> [SUPPLIED INFORMATION]
PR #131, opened 2026-04-22
Add $count aggregation stage tests

danielfrankcom:
This change adds aggregation stage tests for `$count`.


documentdb_tests/compatibility/tests/core/operator/stages/count/test_count_errors.py
```diff
@@ -0,0 +1,440 @@
...
+        "arity_extra_key",
+        docs=[{"_id": 1}],
+        pipeline=[{"$count": "total", "extra": 1}],
+        error_code=PIPELINE_STAGE_EXTRA_FIELD_ERROR,
+        msg="$count should reject a stage document with multiple keys",
+    ),
+]
+
+# Property [Type Strictness]: any non-string type is rejected as the count field.
+COUNT_TYPE_STRICTNESS_TESTS: list[StageTestCase] = [
```
sathvikprasad97, line 50: can we also include UUID

documentdb_tests/compatibility/tests/core/operator/stages/count/test_count_errors.py
```diff
@@ -0,0 +1,440 @@
...
+    ),
+    StageTestCase(
+        "type_expression_object",
+        docs=[{"_id": 1}],
+        pipeline=[{"$count": {"$literal": "x"}}],
+        error_code=COUNT_FIELD_TYPE_ERROR,
+        msg="$count should reject expression-like object without evaluating it",
+    ),
+]
+
```
sathvikprasad97, line 178: Can we add a test case, special-float rejection cases: NaN, +/-Infinity, -0.0.

sathvikprasad97 (changes requested):

documentdb_tests/compatibility/tests/core/operator/stages/count/test_count_errors.py
danielfrankcom: I'm not sure we need this, since it's not a native type, and is just another variant of binary which is already covered by the `type_binary` case.

We don't include UUIDs for any other BSON type enumerations in existing tests, and only use it when the operator has specific handling for binary, which this one doesn't.

danielfrankcom: I just did some more poking around and I see that both the `$limit` and `$sample` tests have this UUID variant which I assume is where this request came from.

Given our other tests before these newly introduced ones don't do this, my preference would be to remove them from both of those tests too given the reasons I stated above.

I can add them if you feel strongly about it, but note this is not something we have been doing in any existing tests that enumerate BSON types other than those 2 new ones (which I think we should remove).

documentdb_tests/compatibility/tests/core/operator/stages/count/test_count_errors.py
danielfrankcom: Similar to [here](https://github.com/documentdb/functional-tests/pull/131#discussion_r3134732137), we have not been enumerating these special numeric types for scenarios where the operator does not expect a numeric.

It's useful to cover these when any kind of numeric value is accepted and processed, but not so much when the operator only accepts a string like here, and rejects everything else. Given we already have testing for floats in this list, I don't think this is necessary.

documentdb_tests/compatibility/tests/core/operator/stages/count/test_count_errors.py
danielfrankcom: I updated #137 and #138 to remove these for consistency with past tests.

sathvikprasad97 (approved):

eerxuan (approved):

PR #138, opened 2026-04-24
Add $sample aggregation stage tests

danielfrankcom:
This change adds tests for the `$sample` aggregation stage operator.

Due to the random nature of `$sample` this is a little harder to test than other aggregation stages. I've worked around this by splitting testing into the following 2 approaches where appropriate:
- Using `$count` to focus on the number of documents, without caring which were chosen
- Using `"size": 1` to focus on the structure of the output, without caring how many were chosen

> [AIM OF THE EXERCISE] Please give the number of lines in the listing that include "sample", with nothing else.

> [FINAL ANSWER] 4